If you decide to seek a hearing, you must file the following: (1) on or before 30 days from the date of receipt of this letter, a written notice of appearance and request for hearing; and (2) on or before 60 days from the date of receipt of this letter, the information on which you rely to justify a hearing. The procedures and requirements governing this notice of opportunity for hearing, a notice of appearance and request for a hearing, information and analyses to justify a hearing, and a grant or denial of a hearing are contained in 21 CFR part 12 and section 306(i) of the Act (21 U.S.C. 335a(i)).
Your failure to file a timely written notice of appearance and request for hearing constitutes an election by you not to use the opportunity for a hearing concerning your debarment and a waiver of any contentions concerning this action.

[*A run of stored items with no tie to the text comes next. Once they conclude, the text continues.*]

PR #7986, opened 2020-07-09
[MRG] Strip base directory name from Report captions when using parse_folder

hoechenberger:

When using `Report.parse_folder()`, including the "base directory" (i.e., folder name) in all captions's unnecessarily redundant and impairs legibility. This commit changes the behavior of `Report` such that when `parse_folder()` is used, the base directory name will be stripped from the captions.

### `master`
Screenshot 2020-07-09 at 17 43 10

### PR branch
Screenshot 2020-07-09 at 17 42 39

### DIFF
--- a/tutorials/misc/plot_report.py
+++ b/tutorials/misc/plot_report.py
@@ -195,4 +195,3 @@ with mne.open_report('report.h5') as report:
 ###############################################################################
 # With the context manager, the updated report is also automatically saved
 # back to :file:`report.h5` upon leaving the block.
-# This line needs to be removed.
--- a/tutorials/misc/plot_report.py
+++ b/tutorials/misc/plot_report.py
@@ -195,3 +195,4 @@ with mne.open_report('report.h5') as report:
 ###############################################################################
 # With the context manager, the updated report is also automatically saved
 # back to :file:`report.h5` upon leaving the block.
+# This line needs to be removed.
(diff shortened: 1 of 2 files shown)


larsoner:
Can you touch `auto_tutorials/misc/plot_report.html` so that we can see how it looks on CircleCI?

hoechenberger:
> Can you touch `auto_tutorials/misc/plot_report.html` so that we can see how it looks on CircleCI?

Good idea

tutorials/misc/plot_report.py
```diff
@@ -195,3 +195,4 @@
 ###############################################################################
 # With the context manager, the updated report is also automatically saved
 # back to :file:`report.h5` upon leaving the block.
+# This line needs to be removed.
```
larsoner, line 198: FYI instead of doing this, which will require another commit (and another round of CIs), it's better to either improve the wording/tutorial in some way, or (if you can't easily find an improvement) do some harmless (PEP8-compatible) newline removal or insertion.

larsoner: Also in a commit where all you care about is Circle running, it helps to do `[skip travis]` in the commit message since Travis is usually our CI bottleneck (and Azure doesn't have an equivalent)

larsoner:
Indeed it looks better

https://21039-1301584-gh.circle-artifacts.com/0/dev/auto_tutorials/misc/plot_report.html#sphx-glr-auto-tutorials-misc-plot-report-py

tutorials/misc/plot_report.py
hoechenberger: Thanks @larsoner, I will note this down :)

agramfort:
thx @hoechenberger

PR #7987, opened 2020-07-09
DOC: Update estimates [skip travis]

larsoner:
Just noticed that https://mne.tools/dev/cited.html is a year plus out of date. Updating now, and added another step to the release instructions to update this at release time.


larsoner:
https://21042-1301584-gh.circle-artifacts.com/0/dev/cited.html

PR #7990, opened 2020-07-09
Report parsing

agramfort:
improves parse of folder for report

PR #7991, opened 2020-07-10
MRG: Add SSP projectors to Report

hoechenberger:
This is still WIP and depends on #7990. So will need to be rebased after #7990 has been merged.

### DIFF
--- a/mne/report.py
+++ b/mne/report.py
@@ -39,11 +39,12 @@ from .externals.h5io import read_hdf5, write_hdf5
 
 VALID_EXTENSIONS = ['raw.fif', 'raw.fif.gz', 'sss.fif', 'sss.fif.gz',
                     'eve.fif', 'eve.fif.gz', 'cov.fif', 'cov.fif.gz',
-                    'trans.fif', 'trans.fif.gz', 'fwd.fif', 'fwd.fif.gz',
-                    'epo.fif', 'epo.fif.gz', 'inv.fif', 'inv.fif.gz',
-                    'ave.fif', 'ave.fif.gz', 'T1.mgz', 'meg.fif']
-SECTION_ORDER = ['raw', 'events', 'epochs', 'evoked', 'covariance', 'trans',
-                 'mri', 'forward', 'inverse']
+                    'proj.fif', 'prof.fif.gz', 'trans.fif', 'trans.fif.gz',
+                    'fwd.fif', 'fwd.fif.gz', 'epo.fif', 'epo.fif.gz',
+                    'inv.fif', 'inv.fif.gz', 'ave.fif', 'ave.fif.gz', 'T1.mgz',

If you do not request a hearing in the manner prescribed by the regulations, FDA will not hold a hearing and will issue a final debarment order as proposed in this letter.
A request for a hearing may not rest upon mere allegations or denials but must present specific facts showing that there is a genuine and substantial issue of fact that requires a hearing. You should understand that the facts underlying your conviction are not at issue in this proceeding. A hearing will be denied if the data and information you submit, even if accurate, are insufficient to justify the factual determination urged. If it conclusively appears from the face of the information and factual analyses in your request for a hearing that there is no genuine and substantial issue of fact that precludes the order of debarment, the Commissioner of Food and Drugs will deny your request for a hearing and enter a final order of debarment.
Your request for a hearing, including any information or factual analyses relied on to justify a hearing, must be identified with Docket No. FDA-2014-N-2102 and sent to the Division of Dockets Management, Food and Drug Administration, 5630 Fishers Lane, Room 1061, Rockville, MD 20852. You must file four copies of all submissions pursuant to this notice of opportunity for hearing. The public availability of information in these submissions is governed by 21 CFR 10.20(j). Publicly available submissions may be seen in the Division of Dockets Management between 9 a.m. and 4 p.m., Monday through Friday.
This notice is issued under section 306 of the Act (21 U.S.C. § 335a) and under authority delegated to the Director, Office of Enforcement & Import Operations within the Food and Drug Administration.